PR #1479, opened 2026-09-14
🚧 [queued-composer] Make queued prompt cancellation truthful [step 2/2]

daniil-shumko:
## Complexity
🚧 Complex — clarifies dispatch ownership across plugin, wire, client-state and UI boundaries without adding another queue or lifecycle owner. 706 changed lines: 613 authored and 93 generated.

Step 2/2 of `queued-composer`; #1478 is merged. This PR now targets `main` and contains only the cancellation fix.

## What
- Derive queued/dispatched state from the existing Pi, Claude and ACP dispatch flags, and publish it through the shared prompt contract.
- Keep best-effort trash for bridge-pending and unknown/legacy entries. Explicitly dispatched messages show Sending without trash.
- Remove client queue rows only after confirmed cancellation. Refusals report a localized notice without hiding still-live prompts; existing queue events and reconnect snapshots remain authoritative.
- Coalesce repeated cancellation taps per prompt while the request is pending, releasing the guard on every outcome so failures remain retryable.
- Derive Pi presentation directly from the existing turn dispatch flag rather than storing a stale presentation state.
- Keep immediate steering, existing send ordering and the 3.5-row composer layout unchanged.
- Document the native per-item cancellation limitation and add ownership/refusal coverage.

## Why
The user found that cancelling a Pi queued message hid it, but it still executed later. Same-selection follow-ups had already been handed to Pi's native steering queue while still looking cancellable. Pi refused individual cancellation; the client treated that 404 refusal as successful deletion. This fixes the misleading controls and outcome without removing the user-approved steering behavior.

## Risk and test focus
Cross-layer risk: dispatch-boundary updates, prompt correlation, repeated taps, refused versus successful cancellation, and mixed client/bridge versions. The wire field is additive; missing or future values decode to unknown. Public v1.8.0–v1.8.3 bridges retain best-effort cancellation rather than losing an existing feature. Cancellation outcomes, not a missing dispatch hint, determine success.

No native clear-all/replay, new queue, persisted state, dependency, database, or analytics changes. One short-lived in-flight ID set suppresses duplicate requests; no reconciliation read, generation counter, or extra lifecycle owner.

## Expected result
- A prompt still waiting in Sesori can be cancelled and never reaches the backend.
- A prompt already forwarded to a harness shows Sending without trash until its user message appears. Pi continues to steer immediately.
- A stale/racing cancellation reports failure rather than silently disappearing; existing bridge events update its state. Repeated taps during one request do not produce a false warning.
- Older bridges retain their cancellation action. If an entry is already dispatched, the refusal is surfaced honestly without claiming deletion.

## Verification
- Shared model/legacy decoding: 10 tests passed.
- Pi session service: 58 passed, including accepted native steering and true pre-dispatch cancellation.
- Claude session service: 40 passed; ACP turn serialization: 31 passed.
- Bridge queued-prompt routing/mapping: 10 passed.
- Client core queue/cancellation: 41 passed, including repeated taps, retry after returned/thrown failures, authoritative dispatch/removal events, and no redundant refresh.
- Prego 3.5-row geometry/text scaling: 2 passed.
- Mobile body: all 120 tests passed, including actionable legacy/unknown rows, read-only dispatched rows, cancellation notices, draft/focus preservation, and unchanged composer geometry.
- Status tooltips retain their visual hints without duplicating row semantics; focused mobile coverage passes.
- All ten owning package analyzers pass; the three affected client analyzers and Pi analyzer were rerun after human review fixes.
- Independent architecture plan and implementation reviews approved the existing ownership boundaries; follow-up changes stay within those owners.
- `git diff --check` passes. No live authenticated harness/device E2E run claimed.


client/module_core/lib/src/cubits/session_detail/session_detail_cubit.dart
```diff
@@ -1495,16 +1495,26 @@ class SessionDetailCubit(
...
     if (result case ErrorResponse(:final error)) {
-      if (error is! NonSuccessCodeError || error.errorCode != 404) return;
+      logw("Queued prompt cancellation was not confirmed for $_sessionId/$promptId", error);
+      _noticeStream.add(const SessionDetailQueueCancellationFailed());
+      if (error is NonSuccessCodeError && error.errorCode == 404) {
+        final refreshed = await _sessionRepository.getQueuedPrompts(sessionId: _sessionId);
+        if (isClosed) return;
+        switch (refreshed) {
+          case SuccessResponse(:final data):
+            _onBridgeQueueUpdated(data.data);
```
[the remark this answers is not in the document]
daniil-shumko: [Sesori reply] Fixed in 29124983d. The refresh captures the existing immutable queue snapshot and applies its result only if the current queue still matches. Newer dispatch/removal events therefore win, while unrelated streaming transcript updates do not discard useful reconciliation. No persistent generation counter or extra queue owner was added. Both delayed-GET regression scenarios failed before the fix; the complete core queue suite now passes 41 tests.

client/module_app_ui/lib/src/features/session_detail/widgets/session_detail_prompt_queue.dart
```diff
@@ -30,18 +31,38 @@ class const SessionDetailPromptQueue({
...
+          deliveryStatus?.label ??
+          (unavailable
+              ? loc.sessionDetailUnavailableCommand
+              : isCommand
+              ? loc.sessionDetailQueuedCommand
+              : loc.sessionDetailQueuedMessage),
       warning: unavailable ? loc.sessionDetailUnavailableCommand : null,
-      removeLabel: unavailable ? loc.sessionDetailRemoveQueued : loc.sessionDetailCancelQueued,
-      onRemove: onRemove,
+      trailing: deliveryStatus != null
```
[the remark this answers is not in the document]
daniil-shumko: [Sesori reply] Fixed in 29124983d with excludeFromSemantics on delivery-status tooltips. The row remains the one status-label source; the visual tooltip remains available and cancellation-action tooltips are unaffected. Focused mobile coverage verifies the retained tooltip widget, excluded duplicate semantic tooltip, and Sending row label.

daniil-shumko:
[Sesori reply] Both review findings are addressed in 29124983d with regression evidence: newer live queue state wins over a delayed reconciliation read, and status tooltips no longer duplicate accessibility labels. Core queue suite: 41 passed; focused mobile status test passed; core/shared UI/mobile analyzers pass. Diff remains 673 lines (570 authored, 103 generated). CI is rerunning for this head.

daniil-shumko:
[Sesori reply] Reviewed the latest approval: no further findings. After #1478 merged, GitHub retargeted this PR to main. Merged current main without rewriting published history and resolved the squash-related conflicts while preserving the independently merged attachment-button/test updates. The cancellation diff is unchanged at 673 lines (570 authored, 103 generated). All 120 mobile body tests and both affected UI/mobile analyzers pass after the merge. CI will reassess the new merge head.

daniil-shumko:
[Sesori reply] Rebased onto latest main (55bf80145) as requested and pushed a0472dae3 with an exact-SHA force-with-lease. Dropped only the two design commits already squash-merged in #1478. Both cancellation commits are unchanged according to git range-diff, and the complete tree delta exactly matches the three incoming main files. No manual source conflict resolution was needed; the PR remains 673 changed lines. Existing focused test evidence is unchanged; CI will reassess the rebased head.

client/module_core/lib/src/cubits/session_detail/session_detail_cubit.dart
```diff
@@ -1495,16 +1495,37 @@ class SessionDetailCubit(
...
   Future<void> cancelBridgeQueuedPrompt({required String promptId}) async {
     if (_refuseWhenInteractionBlocked(action: "cancel a bridge-queued prompt")) return;
     final result = await _sessionRepository.cancelQueuedPrompt(sessionId: _sessionId, promptId: promptId);
-    // Only not-found means the entry is gone (dispatched or removed
-    // elsewhere); any other failure proves nothing about the bridge queue.
+    if (isClosed) return;
     if (result case ErrorResponse(:final error)) {
-      if (error is! NonSuccessCodeError || error.errorCode != 404) return;
+      logw("Queued prompt cancellation was not confirmed for $_sessionId/$promptId", error);
+      _noticeStream.add(const SessionDetailQueueCancellationFailed());
```
AlexDochioiu: **Change before merge: a double tap on trash now surfaces a false warning.**

The trash button stays on the row until the success response comes back, and `session_detail_composer_controls.dart:115` calls this method with no in-flight guard. A second tap during that round trip reaches the bridge after the first cancel already removed the entry, gets a 404, and this line turns it into "Cancellation was not confirmed. The message may already have been sent." while the first tap actually succeeded. Before this PR the second 404 was silent, so this is a new regression and easy to hit on a laggy relay.

Smallest fix: keep a `Set<String>` of in-flight bridge cancellations in the cubit, return early when the id is already present, and remove it in a `finally`.

client/module_app_ui/lib/src/features/session_detail/widgets/session_detail_prompt_queue.dart
```diff
@@ -53,7 +75,20 @@ class const SessionDetailPromptQueue({
...
+                QueuedPromptDispatchState.dispatched => (
+                  label: loc.sessionDetailSendingMessage,
+                  indicator: const SizedBox.square(dimension: 14, child: PregoActivityIndicator(color: null)),
+                ),
+                QueuedPromptDispatchState.unknown => (
+                  label: loc.sessionDetailQueueCancellationUnavailable,
+                  indicator: Icon(TablerRegular.info_circle, size: 20, color: context.prego.colors.textTertiary),
+                ),
+              },
+              onRemove: prompt.dispatchState == QueuedPromptDispatchState.queued && onCancelBridge != null
```
AlexDochioiu: **Change before merge (product call): `unknown` removes cancellation for every public bridge.**

The queued-prompt contract shipped in v1.8.0 through v1.8.3, so a 1.8.4 app against any of those bridges renders no trash at all until the user updates the bridge. Those bridges cancel bridge-pending prompts correctly and already emit queue updates on cancel and on echo; they only lack the per-row dispatch state.

With the refusal-is-not-success fix in this PR, offering trash on `unknown` rows is honest: a row that was already dispatched yields the failure notice instead of vanishing, which is exactly the outcome this PR wants. Suggest `onRemove` for `dispatchState != dispatched`, render `unknown` like `queued`, and drop `sessionDetailQueueCancellationUnavailable` plus the info-icon branch. Judgment call, but the current behaviour takes a working feature away from the whole installed base of older bridges.

client/module_core/lib/src/cubits/session_detail/session_detail_cubit.dart
```diff
@@ -1495,16 +1495,37 @@ class SessionDetailCubit(
...
+      if (error is NonSuccessCodeError && error.errorCode == 404) {
```
AlexDochioiu: Optional simplification: the reconciliation read after a 404, with the list-equality race guard and its four tests, is redundant in every flow I can trace. New bridges emit the dispatch queue event before the 404 can even be produced, older bridges carry no dispatch state so the read returns nothing new, and removal by another client already arrives over SSE. Only a lost SSE event benefits, and the next queue event or reconnect snapshot self-corrects, which AGENTS.md says to accept. Log, notice, return would be enough.

AlexDochioiu (commented):
Reviewed the full diff against `main` at the rebased head, plus the plugin, cubit and widget code around it.

**Verdict: approve once the two inline items marked "change before merge" are addressed.**

Verified:
- Pi, Claude and ACP each flip their existing dispatch flag synchronously before the backend write and now emit a queue update at that exact moment. Their cancel paths already refused entries past that flag, so the Sending row and the refusal finally agree. The emitted events are built from the same derived list, so they carry the correct state.
- The wire field is genuinely additive in both directions. The queued-prompt contract shipped publicly in v1.8.0 through v1.8.3, so the `unknown` default is required, and the v1.8.3 generated decoder ignores unrecognised keys, so a newer bridge does not break an older app.
- The delayed-read race from the first review round is covered by tests. Layering is clean and no backend concepts leak past the plugins.

Inline: one new UX regression (double tap), one product call on `unknown` rows, one optional simplification, one nit.

bridge/sesori_plugin_pi/lib/src/services/pi_session_service.dart
```diff
@@ -192,7 +192,12 @@ final class PiSessionService({
     if (state == null) return const [];
     return [
       for (final turn in state.turns)
-        if (turn is _PiQueuedPromptTurn && turn.queueState == _PiQueueState.visible) turn.presentation,
+        if (turn is _PiQueuedPromptTurn && turn.queueState == _PiQueueState.visible)
+          turn.presentation.copyWith(
```
AlexDochioiu: Nit: the presentation is stored with `dispatchState: queued` at creation (line 336) and overridden on every read here, so `turn.presentation.dispatchState` is never authoritative and a future reader of the stored value gets a stale `queued`. ACP derives it in a getter on `_QueuedAcpPrompt`; mirroring that here would keep one source of truth.

client/module_core/lib/src/cubits/session_detail/session_detail_cubit.dart
daniil-shumko: [Sesori reply] Fixed in a83053c2a. The cubit now suppresses a repeated cancellation of the same prompt while its first request is pending, using one ID set released in finally. The laggy-response regression reproduced two requests before the fix and now proves one request with no false notice. Retry is covered after both returned errors and thrown repository failures.

client/module_app_ui/lib/src/features/session_detail/widgets/session_detail_prompt_queue.dart
daniil-shumko: [Sesori reply] Agreed and fixed in a83053c2a. I verified the public v1.8.0–v1.8.3 release metadata and v1.8.3 cancellation implementation. Unknown remains the honest wire default, but now retains best-effort trash like queued; only explicit dispatched state suppresses cancellation. Refusals still show the notice without deleting the row. Removed the info branch and unused localization via flutter gen-l10n. Mobile coverage proves legacy/queued actions work and dispatched remains read-only.

client/module_core/lib/src/cubits/session_detail/session_detail_cubit.dart
daniil-shumko: [Sesori reply] Simplified in a83053c2a. Removed the cancellation-triggered GET, list-equality guard, and read-specific tests. Refusal now logs, emits the notice, and returns; existing queue events and reconnect snapshots remain authoritative. Replacement tests cover later dispatch/removal events and verify no extra refresh. A lost event may remain stale until the next event/reconnect, as discussed.

bridge/sesori_plugin_pi/lib/src/services/pi_session_service.dart
daniil-shumko: [Sesori reply] Fixed in a83053c2a. The turn now stores only its immutable display metadata; presentation is a getter derived from the existing promptDispatched flag. No stale queued presentation is stored and queuedPrompts reads the getter directly. All 58 Pi session-service tests pass, including pre-dispatch cancellation and native steering ownership.

daniil-shumko:
[Sesori reply] All four review items are addressed in a83053c2a: repeated cancellation taps are coalesced, public older bridges retain best-effort cancellation, the redundant 404 refresh is removed, and Pi presentation derives from its current turn state. Both required-item regressions failed before the fixes. Current validation: 41 core queue tests, 58 Pi session-service tests, all 120 mobile body tests, and all four affected analyzers pass. The full PR is 703 changed lines (610 authored, 93 generated). CI is reassessing this head; immediate steering is unchanged.

client/module_app_ui/lib/src/features/session_detail/widgets/session_detail_prompt_queue.dart
```diff
@@ -53,7 +75,16 @@ class const SessionDetailPromptQueue({
...
               unavailable: false,
-              onRemove: onCancelBridge == null ? null : () => onCancelBridge?.call(prompt.id),
+              deliveryStatus: switch (prompt.dispatchState) {
+                QueuedPromptDispatchState.queued || QueuedPromptDispatchState.unknown => null,
+                QueuedPromptDispatchState.dispatched => (
+                  label: loc.sessionDetailSendingMessage,
+                  indicator: const SizedBox.square(dimension: 14, child: PregoActivityIndicator(color: null)),
+                ),
+              },
+              onRemove: prompt.dispatchState != QueuedPromptDispatchState.dispatched && onCancelBridge != null
```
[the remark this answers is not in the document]
daniil-shumko: [Sesori reply] Retaining best-effort cancellation for unknown is intentional, as requested in the human review: https://github.com/sesori-ai/sesori_apps_monorepo/pull/1479#discussion_r4012893678. Public v1.8.0–v1.8.3 bridges support pre-dispatch cancellation despite omitting this metadata. The false-success claim does not apply to the current cubit: every ErrorResponse, including 404, emits the failure notice and returns before row removal; only a successful cancellation removes the row. Those refusal and legacy-action paths are covered by passing core/mobile tests. The stale model comment was valid feedback and is corrected in 91bb902fa; the PR body already describes the updated legacy policy. No runtime behavior was changed in this follow-up.

daniil-shumko:
[Sesori reply] Assessed the new review finding. Kept the human-requested best-effort legacy cancellation behavior: failed responses cannot remove the row as cancelled. Fixed the genuinely stale model documentation in 91bb902fa. This follow-up changes only documentation; runtime code and generated output are unchanged from the passing 41 core / 58 Pi / 120 mobile tests and four analyzers. Fresh-head CI will reassess normally.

- _TASK TO CARRY OUT_: Within the records above, count the lines that include the string "switch"; state the number and nothing else.

- _WRITTEN ANSWER_: 2